▸ **WORK TO BE COMPLETED**:
Without changing a single word, output each entry.

Dataset entries
Issue #247, opened 2026-05-24
Ampel integration for verify: approach + scoping


TomHennen:
claude: Scoping doc for the v0.2 roadmap item already tracked in `docs/SPEC.md:1036`. Filed at user request after a design conversation about what it would actually take to move from `slsa-verifier` to Ampel.

## Background

Today wrangle uses `slsa-verifier` in three places:

1. **Tool install verification** — `lib/download_verify.sh:84` (`wrangle_verify_provenance`), called by `tools/osv/install.sh` and `tools/syft/install.sh`. Installer wired in at `actions/scan/action.yml:25`.
2. **Pre-publish verification** — `.github/workflows/build_and_publish_python.yml:243-251` and `build_and_publish_npm.yml:241-249` run `slsa-verifier verify-artifact` between build and publish.
3. **Consumer-facing guidance** — `build/actions/{python,npm,container}/README.md` and `SPEC.md`s tell adopters to run `slsa-verifier` themselves.

`slsa-verifier` only verifies SLSA provenance. The leverage from swapping to [Ampel](https://github.com/carabiner-dev/ampel) (carabiner-dev's CEL-based policy engine, active development, 48 stars at time of writing) is not "do the same thing with a different binary" — it's collapsing multiple verification flows into one policy decision that emits one signed Verification Summary Attestation (VSA).

## What Ampel adds over slsa-verifier

- **Multi-attestation policies in one decision.** SLSA provenance + Cosign signature + SBOM presence + scanner-output thresholds, evaluated together, emitted as one VSA. Today wrangle separately runs `slsa-verifier verify-artifact` and `cosign verify` and has nothing for SBOM checks; the container build (`build/actions/container/SPEC.md:153`) explicitly asks consumers to run both.
- **Verify scanner outputs.** The OSV / Zizmor / Scorecard SARIFs already emitted by `actions/scan` could be checked against policy ("no high-severity findings", "scorecard >= 7") instead of only dumped to step summary.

▸ **SOLUTION FOR THIS EXERCISE**:
Issue #247, opened 2026-05-24
Ampel integration for verify: approach + scoping


TomHennen:
claude: Scoping doc for the v0.2 roadmap item already tracked in `docs/SPEC.md:1036`. Filed at user request after a design conversation about what it would actually take to move from `slsa-verifier` to Ampel.

## Background

Today wrangle uses `slsa-verifier` in three places:

1. **Tool install verification** — `lib/download_verify.sh:84` (`wrangle_verify_provenance`), called by `tools/osv/install.sh` and `tools/syft/install.sh`. Installer wired in at `actions/scan/action.yml:25`.
2. **Pre-publish verification** — `.github/workflows/build_and_publish_python.yml:243-251` and `build_and_publish_npm.yml:241-249` run `slsa-verifier verify-artifact` between build and publish.
3. **Consumer-facing guidance** — `build/actions/{python,npm,container}/README.md` and `SPEC.md`s tell adopters to run `slsa-verifier` themselves.

`slsa-verifier` only verifies SLSA provenance. The leverage from swapping to [Ampel](https://github.com/carabiner-dev/ampel) (carabiner-dev's CEL-based policy engine, active development, 48 stars at time of writing) is not "do the same thing with a different binary" — it's collapsing multiple verification flows into one policy decision that emits one signed Verification Summary Attestation (VSA).

## What Ampel adds over slsa-verifier

- **Multi-attestation policies in one decision.** SLSA provenance + Cosign signature + SBOM presence + scanner-output thresholds, evaluated together, emitted as one VSA. Today wrangle separately runs `slsa-verifier verify-artifact` and `cosign verify` and has nothing for SBOM checks; the container build (`build/actions/container/SPEC.md:153`) explicitly asks consumers to run both.
- **Verify scanner outputs.** The OSV / Zizmor / Scorecard SARIFs already emitted by `actions/scan` could be checked against policy ("no high-severity findings", "scorecard >= 7") instead of only dumped to step summary.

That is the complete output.